During the Spring Festival, I reviewed an annual report of a top subjective manager in Shenzhen. He lamented that fund managers have overly high expectations of researchers:

They hope researchers can stay sensitive to the market, promptly identify opportunities, provide leading research and judgments, and even stay constantly in the “core circle.” If a researcher can do all that, why need a fund manager? They can trade on their own and get rich, so why serve a fund manager?

So, he lowered expectations—researchers only need to focus on specific targets and issues, not on discovering opportunities or giving investment advice; those are the fund manager’s responsibilities.

Conversely, if a subjective fund manager only needs someone who doesn’t get involved in core industry circles and relies solely on desk analysis to track targets, then such a researcher might soon be replaced by an AI agent.

Epilogue

Living in the A-share market these past two years feels like being on an acceleration button.

Especially in the first half of this year, so many things happened. Last year’s Spring Festival saw DeepSeek release; during Qingming, the “Dunce King” imposed violent taxes; this Spring Festival, everyone was raising lobsters. Before the Lunar New Year even ended, the Middle East started fighting. Financial minds have been overloaded, unable to recall the last holiday without learning. At least for this editor, mental capacity is maxed out.

I remember two years ago, when communicating with fund managers about writing articles, they would happily describe their work as “dancing tap shoes to work.” But in the past two years, they talk about team “iterations,” investment philosophy “iterations,” and industry “iterations” without smiles.

AI develops so fast, industry progress is rapid—perhaps only through continuous iteration can one avoid being eliminated.

The industry remains too anxious.

AI doesn’t understand human nature; it can’t predict whether the current trades in the crowded A-share market are driven by third-order or fifth-order thinking; it can’t empathize—why someone has held two oil companies for so many years and still holds on, just waiting for the day to break even; it can’t take responsibility—if it loses 30%, it won’t be confronted by investors at the door, nor does it need to write apology letters or reflect on its soul.

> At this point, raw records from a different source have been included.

PR #217, opened 2022-09-14
Skip retry for 429 requests with missing headers

rajdeepnanua-okta:


auth-foundation/src/main/java/com/okta/authfoundation/client/internal/NetworkUtils.kt
```diff
@@ -131,19 +131,20 @@ private suspend fun OidcConfiguration.executeRequest(
     var response = okHttpClient.newCall(request).await()
 
     if (response.code == rateLimitErrorCode) {
-        val event = RateLimitExceededEvent(request, response)
+        var event = RateLimitExceededEvent(request, response)
```
JayNewstrom, line 134: I thought we were doing this for very request before! Whoops!

auth-foundation/src/main/java/com/okta/authfoundation/client/internal/NetworkUtils.kt
```diff
@@ -155,6 +156,8 @@ private suspend fun OidcConfiguration.executeRequest(
             }.build()
             response = okHttpClient.newCall(newRequest).await()
             if (response.code != rateLimitErrorCode) break
+
+            event = RateLimitExceededEvent(request, response)
```
JayNewstrom, line 160: We need to send this event every time.

That being said, we should probably refactor this to be a do/while instead of dropping into this when we get a 429 (happy to discuss offline).

We also need to add tests to ensure we send the correct amount of events.

auth-foundation/src/main/java/com/okta/authfoundation/client/internal/NetworkUtils.kt
rajdeepnanua-okta: No worries! I missed this also

auth-foundation/src/main/java/com/okta/authfoundation/client/internal/NetworkUtils.kt
rajdeepnanua-okta: I refactored to do/while, and have added tests for number of events as well

auth-foundation/src/main/java/com/okta/authfoundation/client/events/RateLimitExceededEvent.kt
```diff
@@ -44,5 +48,5 @@ class RateLimitExceededEvent internal constructor(
      * Allows the app developer to change the minimum amount of time, in seconds, to wait before
      * retrying [request] when a 429 status code is received.
      */
-    var minDelaySeconds: Long = 5L,
+    var minDelaySeconds: Long = 1L,
```
JayNewstrom, line 51: I think we documented this default somewhere that needs changed.

auth-foundation/src/main/java/com/okta/authfoundation/client/internal/NetworkUtils.kt
```diff
@@ -127,36 +127,38 @@ private suspend fun OidcConfiguration.executeRequest(
...
+        event = RateLimitExceededEvent(requestToExecute, response, retryCount)
         eventCoordinator.sendEvent(event)
+        retryCount++
+
+        val timeToResetSeconds: Long
+        val requestId = response.header("X-Okta-Request-Id")
+        val responseTimeSeconds = response.headers.getDate("Date")?.time?.milliseconds?.inWholeSeconds
+        val retryTimeSeconds = response.header("X-Rate-Limit-Reset")?.toLongOrNull()
+        if (responseTimeSeconds == null || retryTimeSeconds == null) {
+            return response
```
JayNewstrom, line 148: I don't think we want to send the event in this case. Can we postpone the event until after this?

auth-foundation/src/test/java/com/okta/authfoundation/client/NetworkUtilsTest.kt
```diff
@@ -694,61 +694,90 @@ class NetworkingTest {
...
+        val exception = (result as OidcClientResult.Error<String>).exception
+        assertThat(exception).isInstanceOf(OidcClientResult.Error.HttpResponseException::class.java)
+        val httpResponseException = exception as OidcClientResult.Error.HttpResponseException
+        assertThat(httpResponseException.responseCode).isEqualTo(429)
+
+        assertThat(oktaRule.mockWebServerDispatcher.numberRemainingInQueue()).isEqualTo(1)
+        oktaRule.mockWebServerDispatcher.clear()
     }
 
     @Test fun testPerformRequestRetryWithInvalidRateLimitResetHeaderShouldWaitMinDelay(): Unit = runTest {
```
JayNewstrom, line 723: Looks like the name should be updated.

auth-foundation/src/test/java/com/okta/authfoundation/client/NetworkUtilsTest.kt
```diff
@@ -694,61 +694,90 @@ class NetworkingTest {
...
+        val exception = (result as OidcClientResult.Error<String>).exception
+        assertThat(exception).isInstanceOf(OidcClientResult.Error.HttpResponseException::class.java)
+        val httpResponseException = exception as OidcClientResult.Error.HttpResponseException
+        assertThat(httpResponseException.responseCode).isEqualTo(429)
+
+        assertThat(oktaRule.mockWebServerDispatcher.numberRemainingInQueue()).isEqualTo(1)
+        oktaRule.mockWebServerDispatcher.clear()
+    }
+
+    @Test fun testPerformRequestRetrySendsAnEventForEach429Response(): Unit = runTest {
```
JayNewstrom, line 750: We should also make sure the most recent event is the one that's used. So we should change something about it and validate it.

auth-foundation/src/main/java/com/okta/authfoundation/client/events/RateLimitExceededEvent.kt
JayNewstrom: Looks like you caught this!

auth-foundation/src/main/java/com/okta/authfoundation/client/internal/NetworkUtils.kt
rajdeepnanua-okta: Good catch! Yes, I will do that

auth-foundation/src/main/java/com/okta/authfoundation/client/internal/NetworkUtils.kt
```diff
@@ -127,36 +127,40 @@ private suspend fun OidcConfiguration.executeRequest(
 ): Response {
     currentCoroutineContext().ensureActive()
     val rateLimitErrorCode = 429
+    var event: RateLimitExceededEvent
```
JayNewstrom, line 130: Can `event`, and `response` be local `val` inside the `do`?

auth-foundation/src/main/java/com/okta/authfoundation/client/internal/NetworkUtils.kt
```diff
@@ -127,36 +127,40 @@ private suspend fun OidcConfiguration.executeRequest(
...
+        if (response.code != rateLimitErrorCode) return response
+
+        val timeToResetSeconds: Long
+        val requestId = response.header("X-Okta-Request-Id")
+        val responseTimeSeconds = response.headers.getDate("Date")?.time?.milliseconds?.inWholeSeconds
+        val retryTimeSeconds = response.header("X-Rate-Limit-Reset")?.toLongOrNull()
+        if (responseTimeSeconds == null || retryTimeSeconds == null) {
+            return response
+        }
+        response.use {
```
JayNewstrom, line 149: Do we need this `response.use`?

auth-foundation/src/test/java/com/okta/authfoundation/client/NetworkUtilsTest.kt
```diff
@@ -694,61 +695,158 @@ class NetworkingTest {
...
+        assertThat(elapsedTime).isEqualTo((1 + 2 + 4).seconds.inWholeMilliseconds)
+    }
+
+    @Test fun testPerformRequestRetryChangesMaxRetriesBasedOnHandledEvent(): Unit = runTest {
+        val events = mutableListOf<RateLimitExceededEvent>()
+        val rateLimitEventHandler = object : EventHandler {
+            override fun onEvent(event: Any) {
+                val errorEvent = event as RateLimitExceededEvent
+                events.add(event)
+                errorEvent.maxRetries = if (errorEvent.retryCount == 10) 10 else 1000
```
JayNewstrom, line 825: Might be worth adding a comment to this to say what/why we're doing this.

auth-foundation/src/test/java/com/okta/authfoundation/client/NetworkUtilsTest.kt
```diff
@@ -694,61 +695,158 @@ class NetworkingTest {
...
+            }
+        }
+        oktaRule.eventHandler.registerEventHandler(rateLimitEventHandler)
+
+        for (i in 0 until 11) {
```
JayNewstrom, line 830: Also might be worth a comment here explaining why 11. Similar to the above comment.

auth-foundation/src/main/java/com/okta/authfoundation/client/internal/NetworkUtils.kt
rajdeepnanua-okta: There could be a resource leak otherwise. A more explicit way to write what I want is to do ```response.close()``` in a try catch block, if that's preferred

auth-foundation/src/main/java/com/okta/authfoundation/client/internal/NetworkUtils.kt
rajdeepnanua-okta: Response can't be local because I'm returning it outside the while loop. I tried returning it inside the while loop as well, but the compiler thinks it's not good enough to have it there.

auth-foundation/src/main/java/com/okta/authfoundation/client/internal/NetworkUtils.kt
rajdeepnanua-okta: I'm now using a ```response.close()```

auth-foundation/src/test/java/com/okta/authfoundation/client/NetworkUtilsTest.kt
```diff
@@ -694,61 +695,160 @@ class NetworkingTest {
...
+
+        val startTime = currentTime
+        oktaRule.createOidcClient().performRequest(JsonObject.serializer(), request) {
+            it["foo"]!!.jsonPrimitive.content
+        }
         val elapsedTime = currentTime - startTime
 
-        assertThat((result as OidcClientResult.Success<String>).result).isEqualTo("bar")
-        assertThat(elapsedTime).isEqualTo(minDelaySeconds.seconds.inWholeMilliseconds)
+        assertThat(events.size).isEqualTo(4)
```
JayNewstrom, line 815: Let me make sure I'm understanding this right.
We get 4 events. The 3 we delay for (1+2+4 below), and the last one we don't delay for because it would put us over the max retries?

JayNewstrom (approved):

auth-foundation/src/test/java/com/okta/authfoundation/client/NetworkUtilsTest.kt
rajdeepnanua-okta: That's correct

JayNewstrom: 🚢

If in the future AI replaces all fund managers and researchers, the Efficient Market Hypothesis would hold—no more Alpha, and perhaps no more Buffett-like figures.

So the real question is: in the future asset management industry, when AI takes over data scraping, model running, and report writing, what is left for humans? What remains is precisely the love for investing, intuition about uncertainty, and the reasons for staying despite being scolded that research is worse than AI.

We can’t change the trend of increasing AI participation, but we can change the internal fatigue and distraction caused by constant chasing and reacting.

Like in the game “Detroit: Become Human,” the ultimate choice for players isn’t to eliminate AI or submit to it, but to decide what roles humans and AI should each play.